Hay que aprender a vivir «en soledad», y curtirse en ella, hasta hacerla algo familiar. Y es que muchas circunstancias en la vida van a exigir que sepamos vivir en soledad. En tiempo de guerra, desde luego; pero también en tiempo de paz, para huir de la hostilidad, o de la inhospitalidad, del aborregamiento y embrutecimiento sociales. «En soledad» comienza el prisionero de la caverna su marcha. «En soledad» la modernidad descubre el cogito. «En soledad» se armó el Tractatus, y escribió Abejas de cristal. Son actos de renuncia, de reclusión voluntaria, de torsión antinatural hacia el fondo de uno mismo. La soledad es término, pero también comienzo de algo. ¿Por qué no hay escuelas que enseñen a «vivir en soledad»? ¿Por qué no se hace escuela de la soledad? En tiempos de desasosiego, la soledad es refugio, lugar, oxígeno. De ahí que convenga tenerlo bien armado, contra ventiscas y vendavales. Hay quienes huyen de la soledad como de la peste. Incluso señalan a los solitarios como los apestados, o inadaptados. Pero quien sabe «vivir en soledad» se hace capaz de soportar la incomprensión, y el derrotismo de los más desasosegados.

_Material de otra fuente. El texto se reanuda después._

PR #7, opened 2021-05-07
Fix error messages

cmurphy:
`err` is nil at both of these points, so it's unnecessary to log it. Use
the cluster status instead.


thedadams (approved):

mjura (approved):
LGTM

cbron (approved):

PR #8, opened 2021-05-07
Fix VNet subnet ID builder

cmurphy:
Without this change, the subnet ID renders the VirtualNetwork and Subnet
pointer values as hexadecimal values instead of the strings they
represent, and the virtual network cannot be found.


thedadams (approved):

mjura (approved):
LGTM

cbron (approved):

PR #10, opened 2021-05-12
Add AKS chart and CI

cmurphy:
https://github.com/rancher/rancher/issues/32293


charts/aks-operator/values.yaml
```diff
@@ -0,0 +1,11 @@
+global:
+  systemDefaultRegistry: ""
+
+aksOperator:
+  image:
+    repository: rancher/aks-operator
+    tag: v1.0.1-rc1
```
thedadams, line 7: I think it's better to set this to a nonsense value to help indicate that it is overwritten. Something like `999` or `v0.0.0`.

thedadams (commented):
One minor change.

charts/aks-operator/values.yaml
cmurphy: done

thedadams (approved):

mjura (approved):
LGTM

cbron (approved):
lgtm, but may need to wait for build permissions to tag it.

Quien hace de la soledad camino, se salva.

Vida

En un mundo apocalíptico alguien se acerca y me pregunta:

- ¿Por qué lloras?

- Lloro porque no vivo las cosas, ya que sólo las recreo y escribo. No vivo lo que vive el surfista cuando contemplo la belleza de la ola, o el ardor de los amantes cuando escribo sobre amor, o la experiencia de hacer música mientras escucho la sinfonía.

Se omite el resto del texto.